FAQ - Windows PKI

F: What is a Windows CA?

A: A Windows CA is the basic component of a public key infrastructure (PKI). It issues and administers digital certificates for public keys. A digital certificate is used by client or server applications for encryption, strong authentication and digital signature purposes.

F: What is the name of the Windows CA software?

A: Within Windows Server 2008, the software is called "Active Directory Certificate Services" (ADCS). Former Windows versions call it "Windows Certificate Services".

F: How to install the Windows CA?

A: The Windows CA can be installed as an enterprise CA integrated in a Windows domain or as a standalone CA. Basic requirement is a Windows Server installation.

F: What is the difference between an enterprise CA and a standalone CA?

A: An enterprise CA support certificate templates, autoenrollement is integrated in the Microsoft Active Directory. An enterprise CA is suitable to issue user certificates. A standalone CA does not support these features and is primarily used for Root CA or Policy CA installations.

F: Which impact has the Windows Server Edition on the Windows CA?

A: The Windows Server Edition specifies the functionality of the windows CA. Windows Server Enterprise or Datacenter Editions provide the complete functionality. Windows CAs included in Windows Server Standard Editions support only Version 1 certificate templates, no key archiving, role separation or autoenrollment.

F: What is a certificate template?

A: Certificate templates configure the content and registration workflow of certificates. It is e.g. possible to configure the distinguished name or the path of the CRL distribution points.

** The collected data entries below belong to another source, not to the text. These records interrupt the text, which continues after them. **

Issue #343, opened 2020-07-28
No detail error information in the plugin logs.


henrysher:
I have met an issue in "SQS Polling Failed." but no idea what happened even I have enabled the debug logs.
Then I noticed that in the code "lib/fluent/plugin/in_s3.rb".

It does capture the exceptions but does not to record it in the plugin logs.
After I added the code to record the exception, i got the "access denied" error:

> 2020-07-28 06:04:08 +0000 [warn]: #0  error_class=Aws::SQS::Errors::AccessDenied error="Access to the resource https://sqs..../4233XXXXXXXXX/elbaccess-XXXXXXXXXXXXXX is denied."

```ruby
    def run
      options = {}
      options[:wait_time_seconds] = @sqs.wait_time_seconds
      options[:skip_delete] = @sqs.skip_delete
      @poller.before_request do |stats|
        throw :stop_polling unless @running
      end
      begin
        @poller.poll(options) do |message|
          begin
            body = Yajl.load(message.body)
            log.debug(body)
            next unless body["Records"] # skip test queue

            process(body)
          rescue => e
            log.warn(error: e)
            log.warn_backtrace(e.backtrace)
            throw :skip_delete
          end
        end
      rescue => e
        log.warn("SQS Polling Failed. Retry in #{@sqs.retry_error_interval} seconds")
        # added by Henry -  exception captured but no recorded in the logs.
        sleep(@sqs.retry_error_interval)
        retry
      end
    end
```

henrysher:
Thank!

PR #344, opened 2020-07-28
Fix the #343 to add more logs for captured exceptions

henrysher:
Fix the issue #343

---
This change is [Reviewable](https://reviewable.io/reviews/fluent/fluent-plugin-s3/344)

### DIFF
--- a/lib/fluent/plugin/in_s3.rb
+++ b/lib/fluent/plugin/in_s3.rb
@@ -192,7 +192,7 @@ module Fluent::Plugin
           end
         end
       rescue => e
-        log.warn("SQS Polling Failed. Retry in #{@sqs.retry_error_interval} seconds")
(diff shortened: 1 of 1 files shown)


lib/fluent/plugin/in_s3.rb
```diff
@@ -193,6 +193,7 @@ def run
         end
       rescue => e
         log.warn("SQS Polling Failed. Retry in #{@sqs.retry_error_interval} seconds")
+        log.warn(error: e)
```
repeatedly, line 196: How about merging this line into previous `log.warn`?

```
log.warn("SQS Polling  ...  seconds", error: e)
```

repeatedly:
In addition, could you add sign to your commit? > https://github.com/apps/dco
You can use `--amend --signoff`.

henrysher:
Please check the PR #345

Issue #160, opened 2016-07-29
S3 cost optimisation: Remember the last index value that was used


tomfitzhenry:
## The problem
Suppose you use the defaults:
* `s3_object_key_format` of `%{path}%{time_slice}_%{index}.%{file_extension}` 
* `time_slice_format` of `%Y%m%d%H`

And suppose you flush every 30 seconds. So 120 files per hour.

The first file will check whether `foo-2016010109_1.gz` exists via an S3 HEAD request, see it doesn't exist, and then upload to that filename.

The next file will be first check whether `foo-2016010109_1.gz` exists via an S3 HEAD request, see it exists, and so increment the index to `foo-2016010109_2.gz`, check whether it exists via  with an S3 HEAD request, see it doesn't exist, and then upload to the filename.

This will continue. When we get to the final file of the hour (the 120th file), we'll first do 119 HEAD requests!

That's 1+2+...+119 = 7140 S3 requests over the hour.

S3 HEAD requests are "$0.004 per 10,000 requests". So the monthly cost of the above, for 5 log files for 100 instances amounts to 7140*5*100*24*30*$0.004/1000 = $1028

And that's per input log file, per instance.

More generally, 1+2+...+n is O(n^2) and we can reduce this to O(n).

## Solutions
(a) The user can modify `time_slice_format` to include `%M`. Or the default could include `%M`.
(b) fluent-plugin-s3 could remember the last index it uploaded to, and so not have to check whether they already exist: fluentd would know they do.

If either solution was implemented, we'd've reduced the number of HEAD requests from O(n^2) to O(n).

So rather than 7140 S3 requests per hour per log file per instance, we'd only do 120.

This reduces the monthly cost from $1028 to $17.

cnorthwood:
The issue with (b) is if you have multiple instances writing to the same path, you'd still need to have the collision check.

tomfitzhenry:
Oops. I updated (b) to clarify that the HEAD request would still occur for the index we're trying, but it then wouldn't need to try the n-1 earlier requests.

If we're up to index n, we needn't check 1, 2, ..., n-1. But fluentd-plugin-s3 seems to: See https://github.com/fluent/fluent-plugin-s3/blob/master/lib/fluent/plugin/out_s3.rb#L190 and line 219.

bbc-tomfitzhenry:
[...]

PR #353, opened 2020-10-02
add warning to readme

caleb15:
see https://github.com/fluent/fluent-plugin-s3/issues/160

The bug has cost people thousands of dollars and until fixed it would be beneficial for people to be extra aware of it.


caleb15:
unstale

kenhys (approved):
It seems reasonable until the issue is resolved.

PR #361, opened 2020-12-17
Bucket name from record field

rmontenegroo:
Changed the plugin so as bucket name can be set dynamically by a record field. 

A new parameter s3_bucket_key may be set informing plugin to set the bucket name from record['key'].

If s3_bucket_key is not found in chunk keys or key is not found in record, s3_bucket is used as a fallback.


cosmo0920 (changes requested):
We should use [built-in placeholders](https://docs.fluentd.org/configuration/buffer-section#placeholders) instead of using xxx_key parameter and manipulating record.
This patch uses old Fluentd record manipulation style. This doesn't fit Fluentd v1 world philosophy.

rmontenegroo:
Making another PR...

PR #363, opened 2020-12-19
Bucket name from placeholder

rmontenegroo:
This path allows the use of placeholders to setup bucket names.

There is a new parameter s3_bucket_fallback to use in cases when at least one placeholder is not found amoung chunk keys.


lib/fluent/plugin/out_s3.rb
```diff
@@ -272,6 +277,35 @@ def write(chunk)
                    else
                      @time_slice_with_tz.call(metadata.timekey)
                    end
+      
+      bucket_name = nil
+
+      if @s3_bucket =~ /\$\{.*\}/
+        @s3_bucket.scan(/\$\{([^\$\{\}]+)\}/) do |placeholder|
```
cosmo0920, line 284: Time placeholders does not use $ character. 
We can use Validator class instead.
https://github.com/fluent/fluentd/blob/master/lib/fluent/plugin/output.rb#L607

rmontenegroo:
@cosmo0920 why get_placeholders_time does not return any time placeholder if I set @s3_bucket to "test-%Y" for example?
If I set @s3_bucket = "test-%Y-%m-%d" get_placeholders_time return only %d.

rmontenegroo:
The thing is PlaceholderValidator does not allow a timekey larger than a day (https://github.com/fluent/fluentd/blob/master/lib/fluent/plugin/output.rb#L686) so it won't be possible to validate time placeholders for year and month using the validator. Am I right? Something like "test-%Y-%m" won't be accepted by validator as placeholders.

rmontenegroo:
@cosmo0920 I implemented a simple ext_get_placeholders_time only to check if there are time markers (%Y %m %d %H %M %S) in a string. With this I am able to check time placeholders, and with Validator class I can check tag and keys placeholders. I hope it is satisfying.

cosmo0920:
> The thing is PlaceholderValidator does not allow a timekey larger than a day (https://github.com/fluent/fluentd/blob/master/lib/fluent/plugin/output.rb#L686) so it won't be possible to validate time placeholders for year and month using the validator. Am I right?

Right.

test/test_out_s3.rb
```diff
@@ -427,7 +427,7 @@ def setup_mocks(exists_return = false)
     mock(Aws::S3::Client).new(anything).at_least(0) { @s3_client }
     @s3_resource = mock(Aws::S3::Resource.new(client: @s3_client))
     mock(Aws::S3::Resource).new(client: @s3_client) { @s3_resource }
-    @s3_bucket = mock(Aws::S3::Bucket.new(name: "test",
+    @s3_bucket = mock(Aws::S3::Bucket.new(name: "test_bucket",
```
cosmo0920, line 430: Why this change is needed?
To get merged this PR, we should add placeholders testcases.

cosmo0920 (changes requested):

test/test_out_s3.rb
rmontenegroo: I sincerely don't know. I thought someone changed it last patch. It was producing an error on tests I guess. I will check it later.

Yeah... I was afraid you would say that about testing placeholders. I truly have no idea how to do it right now since they're evaluated during plug-in execution time.

Any suggestions? If someone give a hint I might get through it. I am no expert on ruby tests though.

lib/fluent/plugin/out_s3.rb
cosmo0920:
```ruby
if !@tag_placeholders.empty? || !@keys_placeholders.empty? || !@time_placeholders.empty?
```
?

rmontenegroo: Tag, time and keys placeholders are scanned on @s3_bucket on star. If they're empty, the bucket is created during the star and anytime else in the future.

On the other way, if placeholders are found in @s3_bucket, it means bucket object must be evaluated, everything time before a buffer flush. This is done inside the write method. In the write method I check this situation evaluating whether @bucket is instantiated or not.

test/test_out_s3.rb
cosmo0920: > Yeah... I was afraid you would say that about testing placeholders. I truly have no idea how to do it right now since they're evaluated during plug-in execution time.

These testcases are fluent-plugin-elasticsearch's but they shows how to write placeholders testcases:
https://github.com/uken/fluent-plugin-elasticsearch/blob/c0a4713edfc620cf566ede02f0f85930d1c5a88a/test/plugin/test_out_elasticsearch.rb#L3893

* Write configuration which includes `<buffer attributes1, attributes2, ..., attributesN>` with `Fluent::Config::Element.new` and using tag/time/user defined(variables) placeholders
* Creates chunk metadata keys which are originated from `<buffer attributes1, attributes2, ..., attributesN>` (This is automatically created when use test driver#feed)
* Assert placeholders replaced values with test-unit assertions

lib/fluent/plugin/out_s3.rb
```diff
@@ -272,6 +298,60 @@ def write(chunk)
...
+          placeholder = placeholder.join
```
cosmo0920, line 306:
```ruby
placeholders = placeholder.join
```

placeholder variable should contain multiple placeholder**s** information?
If so, this variable name should be plural form.

lib/fluent/plugin/out_s3.rb
```diff
@@ -272,6 +298,60 @@ def write(chunk)
...
+          if (not chunk.metadata.variables) or (not chunk.metadata.variables.keys.include?(placeholder.to_sym))
```
cosmo0920, line 307:
```ruby
if (!chunk.metadata.variables) || (!chunk.metadata.variables.keys.include?(placeholder.to_sym))
```

For unifying coding style.

lib/fluent/plugin/out_s3.rb
```diff
@@ -272,6 +298,60 @@ def write(chunk)
...
+        bucket = @bucket
+      end
+
+      bucket = @bucket ? @bucket : nil
+
+      if (not bucket) and (not @tag_placeholders.empty?)
+        if (not chunk.metadata.tag) or ((@tag_placeholders.max + 1) > chunk.metadata.tag.split('.').length)
+          bucket = create_bucket(use_fallback("tag"))
+        end
+      end
```
cosmo0920, line 337:
```ruby
      if !bucket && !@tag_placeholders.empty?
        if !chunk.metadata.tag || ((@tag_placeholders.max + 1) > chunk.metadata.tag.split('.').length)
          bucket = create_bucket(use_fallback("tag"))
        end
      end
```

For unifying coding style, too.

lib/fluent/plugin/out_s3.rb
```diff
@@ -272,6 +298,60 @@ def write(chunk)
...
+
+      if not bucket
```
cosmo0920, line 339:
```ruby
if !bucket
```

or

```ruby
unless bucket
```

is better.

lib/fluent/plugin/out_s3.rb
```diff
@@ -272,6 +298,60 @@ def write(chunk)
...
+        @keys_placeholders.each do |placeholder|
+          if (not chunk.metadata.variables) or (not chunk.metadata.variables.keys.include?(placeholder.to_sym))
```
cosmo0920, line 341:
```ruby
          if !chunk.metadata.variables || !chunk.metadata.variables.keys.include?(placeholder.to_sym)
```

is better.

lib/fluent/plugin/out_s3.rb
```diff
@@ -272,6 +298,60 @@ def write(chunk)
...
+            bucket = create_bucket(use_fallback(placeholder))
+            break
+          end
+        end
+      end
+
+      if (not bucket) and (not chunk.metadata.timekey) and @time_placeholders
```
cosmo0920, line 348:
```ruby
      if !bucket && !chunk.metadata.timekey && @time_placeholders
```

lib/fluent/plugin/out_s3.rb
```diff
@@ -272,6 +298,60 @@ def write(chunk)
...
+        bucket = create_bucket(use_fallback("time"))
+      end
+
+      if not bucket
```
cosmo0920, line 352:
```ruby
if !bucket
```

or

```ruby
unless bucket
```

is better, too

lib/fluent/plugin/out_s3.rb
```diff
@@ -272,6 +298,60 @@ def write(chunk)
...
+              bucket_name = @s3_bucket_fallback
+              log.warn "Using @s3_bucket_fallback ('#{@s3_bucket_fallback}') as a fallback bucket name."
+              break
+            else
+              raise "It was possible to extract placeholder '#{placeholder}' from chunk and @s3_bucket_fallback is not set."
+            end
+          end
+        end
+
+        if not bucket_name
```
cosmo0920, line 319:
```ruby
if !bucket_name
```

or

```ruby
unless bucket_name
```

is better.

cosmo0920 (changes requested):
We use `!`, `&&`, `||` instead of `not`, `and`, and `or` operator.
This is because symbol versions are higher precedence than `not`, `and`, and `or` operators. This is some pitfall of Ruby.
https://ruby-doc.org/core-2.4.0/doc/syntax/precedence_rdoc.html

Additionally, a certificate manager can be specified, who approves incoming certificate requests.

F: What are V1, V2 and V3 templates?

A: With Server 2008, 3 versions of certificate templates exist:
Version 1 certificate templates were introduced with Windows Server 2000 and cannot be modified. It is only possible to set the user access rights.
Version 2 certificate templates were introduced with Windows Server 2003 and can be individually configured.
Version 3 certificate templates were introduced with Windows Server 2008 and support the new Microsoft Crypto-API with new encryption and hash algorithms. Only Windows Server Enterprise or Datacenter Editions can issue certificates using V2 or V3 certificate templates.

F: What kinds of revocation checks are supported?

A: Windows 2003 certificate services support revocation checks using certificate revocation lists CRL and Delta-CRL). Windows 2008 ADCS support CRL and Online Certificate Status Protocol (OCSP).

F: What is autoenrollment?

A: Autoenrollment describes the automated enrollment and renewal of digital certificates. It is supported by Windows Enterprise CAs on Windows Server Enterprise or Datacenter Editions. Autoenrollement is configured using group policies. Digital certificates can be enrolled with or without user interaction.

F: What is an enrollment agent?

A: An enrollment agent is used to request certificates on behalf of other user. The enrollment agent is primarily used for smartcard enrollment.

F: Are there any problems deploying smartcards?

A: Several problems can occur. E.g, if encryption certificates are enrolled, one has to ensure that the private encryption key is archived. This functionality depends on the smartcard and cryptographic service provider.

F: What is key backup and recovery?

A: Key backup describes the secure storage of the private encryption key. This is necessary to recover encrypted data, if the private key is lost. Key archival is configured in the certificate template and the key recovery process is performed by so called key recovery agents.

F: Is role separation supported?

A: Windows 2003 and Windows 2008 CAs support the Common Criteria role separation. Several user roles exist to increase the security of the CA. The following roles exist:
CA Administrator - Manages the CA and is allowed to configure the certificate templates.
CA Manager - Authorizes certificate requests and revokes certificates. The CA manager is allowed to recover private keys.
Auditor - Analyses the security event log.
Backup Operator - Performs the backup of the CA database, configuration and keys.

F: Where will be the certificates published?

A: The enterprise CA publishes certificates into the active directory. User certificates are published to the corresponding user entries. Client applications like MS Outlook automatically search for these certificates to send encrypted emails.

F: Is the Windows CA ISIS/MTT compatible?

A: Yes, but the configuration has to be adapted. It is e.g. necessary to the certificate encoding to UTF8 and to mark the key usage as critical.

F: What is a HSM?

A: A Hardware Security Module (HSM) is a hardware component to generate and store private keys of a Windows CA. Additionally, a HSM perform cryptographically operations. One can differentiate between dedicated and attached HSMs. Dedicated HSMs are directly connected to one CA, whereas attached HSMs can be used by multiple CAs.

F: What is a CTL?

A: A certificate trust list (CTL) is a signed list of CA hashes of trustworthy CAs. A CTL is distributed using group policies and restricts the key usage for each CA.